RTX 2010

General information
- Launched: 1988; 38 years ago
- Common manufacturer: Intersil;

Performance
- Max. CPU clock rate: 8 MHz
- Data width: 8 and 16
- Address width: 20

= Harris RTX 2000 =

Microprocessor by Intersil

The Harris Semiconductor RTX 2000, now manufactured by Intersil, is a 16-bit stack machine microprocessor architecture designed for real-time computing and programmed primarily in Forth. Radiation hardened versions, the RTX 2010 series, have been used in numerous spacecraft.

The original design was created by Chuck Moore, the inventor of the Forth language. In 1983 he formed Novix to design a microprocessor that could directly run the language. The NC4000 was released in June 1985, and soon renamed the NC4016. This ran at 7.5 MHz and up to 10 MIPS. An updated version, the NC5016, ran at 10 MHz and 12 MIPS. A planned NC6016 appears not to have entered production, as Novix shut down during this period.

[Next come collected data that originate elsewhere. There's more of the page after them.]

Issue #34, opened 2017-12-06
WebAssembly Support


lastmjs:
It would be amazing to support WASM, so that C/C++/Rust and eventually many other languages could be automatically supported. Webpack is already working on this, and I've been working on it too here: https://github.com/lastmjs/zwitterion

I already have initial support for including basic C and C++ files, and WASM is now or will be ES module integratable.

It's possible and it would be awesome for this project to provide support.

lastmjs:
You know, support for different file types besides just js should probably be discussed. This might be a major infrastructure change and decision that this library might want to make now. We're already talking about supporting at least ts files here: https://github.com/parcel-bundler/parcel/issues/3

lastmjs:
And I am pleased to find out that this was already though of, and parcel is file-type agnostic. Perfect. Then, let's support C/C++/Rust/wasm files. How do we do this?

devongovett:
Yep totally want to support wasm. I did some initial experiments with this a while ago, and it should be pretty easy. I think WASM should definitely be supported in parcel core. Less sure about languages that compile to WASM like Rust since they usually depend on large toolchains, but perhaps it could work assuming installation instructions are documented well.

albizures:
I can take a look at the implementation of rust, but yes, I agree with @devongovett, this shouldn't come out of the box, maybe a plugin?

davidnagli:
@albizures I think you misread/miss-interpreted what Devon said. He said that it **should** be part of parcel core!

Parcel is trying to stay away from plugins, and trying to add all essential stuff directly to the core, to avoid the configuration mess of other tools like webpack.

albizures:
@davidnagli 👍, I already made some progress but I have some problems...

I already upload it and I created the PR  although it is not completed, maybe someone has an idea :)

PR: #312

devongovett:
Progress: just merged #312 into the `wasm` branch!

I think we should go for a few milestones here. 

1. First, let's get a `WASMAsset` merged that supports only precompiled `.wasm` files. This will be the base for other languages (e.g. rust) that compile to wasm.
2. Work on adding Rust support. Either autoinstall or warn if the proper toolchain isn't installed (rustc, `wasm32-unknown-unknown`, `wasm-gc`, etc.).
[...]

PR #312, opened 2017-12-16
[WIP] Support to rust/wasm

albizures:
Hi, this PR is not complete yet, currently, I'm struggling with two things:

- the first one is when there is a change in the entry rust file, the new wasm file is being generated but the file in the build folder doesn't change. I think it's something related to the cache.
- and the second one is related to the secondary rust files when there is a change in these files parcel doesn't detect the change. I think I have to do something like in  StylusAssets, use a custom evaluator, but I'm not sure.

Any ideas?

Thanks in advance

related: #34


devongovett:
Awesome start, really excited about this! I'll give some more feedback in a bit! 🎉

softprops:
Awesome to find some one is _already_ working on this. So fast!

src/assets/RustAsset.js
```diff
@@ -0,0 +1,93 @@
+const url = require('url');
+const path = require('path');
+const toml = require('toml');
+const {exec} = require('child-process-promise');
+
+const fs = require('../utils/fs');
+const JSAsset = require('./JSAsset');
+const localRequire = require('../utils/localRequire');
+
+const rustTarget = `wasm32-unknown-emscripten`;
```
devongovett: I think maybe we'll want to use wasm32-unknown-unknown, which doesn't require emscripten. Maybe checkout [rustify](https://github.com/browserify/rustify) which does something similar for browserify, and [wasm-experiments](https://github.com/killercup/wasm-experiments) to see how it all works.

src/assets/RustAsset.js
```diff
@@ -0,0 +1,93 @@
...
+    // Do nothing. Dependencies are collected by cargo :).
+  }
+
+  async parse(code) {
+    this.invalidateBundle();
+    this.invalidate();
+    this.dependencies.clear();
+    const {name, encoding, options} = this;
+    const release = process.env.NODE_ENV === 'production';
+    const cmd = `wargo build ${release ? ' --release' : ''}`;
```
devongovett: did you mean `cargo`?

src/assets/RustAsset.js
```diff
@@ -0,0 +1,93 @@
...
+const toml = require('toml');
+const {exec} = require('child-process-promise');
+
+const fs = require('../utils/fs');
+const JSAsset = require('./JSAsset');
+const localRequire = require('../utils/localRequire');
+
+const rustTarget = `wasm32-unknown-emscripten`;
+
+class RustAsset extends JSAsset {
```
devongovett: I think we should probably make a `WASMAsset` class to load precompiled `.wasm` files, and use it as a base class for this one. That way the runtime can be shared across multiple wasm languages.

src/assets/RustAsset.js
```diff
@@ -0,0 +1,93 @@
...
+  collectDependencies() {
+    // Do nothing. Dependencies are collected by cargo :).
+  }
+
+  async parse(code) {
+    this.invalidateBundle();
+    this.invalidate();
+    this.dependencies.clear();
```
devongovett: why is this necessary?

src/assets/RustAsset.js
```diff
@@ -0,0 +1,93 @@
...
+    );
+
+    const Module = {
+      // Path in the built project to the wasm file
+      wasmBinaryFile,
+      // Indicates that we are NOT running in node, despite 'require' being defined
+      ENVIRONMENT: 'WEB'
+    };
+
+    if (options.fromHtml) {
```
devongovett: Why is it different when loaded from HTML?

src/assets/RustAsset.js
albizures: oh my bad, this was me trying to fix the rebuild as mentioned in the description, I'll remove it, thanks

src/assets/RustAsset.js
albizures: the difference is that with this approach you can use rust as a standalone executable, without javascript.

I got the idea from this [article](https://hoverbear.org/2017/04/06/the-path-to-rust-on-the-web/)

src/assets/RustAsset.js
albizures: no, wargo is a library that setup your environment and makes easy to compile rust into wasm

src/assets/RustAsset.js
albizures: right now I'm using wargo and for now, wargo just uses wasm32-unknown-emscripten 

but sure, I'm going to take a look at rustify

src/assets/RustAsset.js
Phrohdoh: Does this PR verify that wargo is installed and accessible or fail violently?

albizures: right now it's failing violently, 😄  but I was working on an api more friendly to use wargo directly instead of using wargo through child_process. 
However, I was thinking about to stop using wargo since wargo is using `wasm32-unknown-emscripten` and I think `wasm32-unknown-unknown` is a better option...

shawwn:
Hey, I can set aside some time over the holidays to help finish the PR if you'd like. If you want a hand, ping me in parcel's Slack.

albizures:
Sure thing @shawwn thanks!

albizures:
Hey @devongovett, I made some changes

So, I got rid of wargo, and now I'm using `wasm32-unknown-unknown` directly also these changes fix my first point in the description 🎉 

what is next? 
- tackle my second point in the description
- validate the existence of `rustc`, `wasm32-unknown-unknown` target and create a useful alert
- use [wasm-gc](https://github.com/alexcrichton/wasm-gc), in production mode, if it exists

Do you have something else in mind?

also, I made a [demo](https://github.com/albizures/parcel-rust)

cc: @shawwn

devongovett:
🎉 Awesome work @albizures! Your list sounds good.

I think you can use `rustc` to determine the list of imported files: use the `--emit dep-info` flag and it will generate a file with all the deps in it that we could parse. These can be sent to parcel as dependencies with the `includedInParent: true` flag, which will cause parcel to watch those files but not try to parse them as they've already been compiled by rust.

About validating the existence of `rustc`, I wonder if we could just install it for you if you don't have it installed. Especially since we depend on the `nightly` toolchain, a specific backend (`wasm32-unknown-unknown`), and `wasm-gc`, we could just install those for you if they aren't already. We do this for other compilers like typescript, but it's slightly easier since those are in npm.

Also, we should probably support using `cargo build` rather than `rustc` directly, if we detect a `Cargo.toml` file. This will allow some more complex builds to happen. Not sure if we can detect dependencies in that case though.

Let's also start thinking about what we want the API for importing wasm modules to be. I think there should be a small runtime built into Parcel to load and instantiate wasm modules. Basically we should take care of the `WebAssembly.instantiate` call and the import should resolve to `instance.exports`.

There are two cases to think about.

Synchronous import, wasm is either inlined into JS or somehow loaded prior to the JS running:

```javascript
import {add} from './add.rs';

console.log(add(2, 3));
```

Asynchronous import, wasm is placed in a separate file and loaded on demand:

```javascript
let {add} = await import('./add.rs');

console.log(add(2, 3));
```

Sorry for the long comment. All of this definitely doesn't need to happen in this PR, just getting the ideas flowing! 😄

devongovett:
Going to merge this into the `wasm` branch on the main repo. I've added you as a collaborator @albizures so you should be able to work off that branch.

albizures:
oh great, thanks 🎉 

and I agree with you with all of your points.

I'll let you know any news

Harris licensed the original 4016 design shortly after it was introduced, modified it, and introduced the resulting RTX line, short for "Real Time eXpress". They added several features, including on-chip cache memory, a multiple/divide unit, and program memory, and launched the RTX2000 in 1988, along with the RTX2001 which removed the multiplier unit. An upgrade with input/output systems, timers and a complete floating-point unit became the RTX2010. All of these were produced primarily on a silicon on sapphire line for space applications.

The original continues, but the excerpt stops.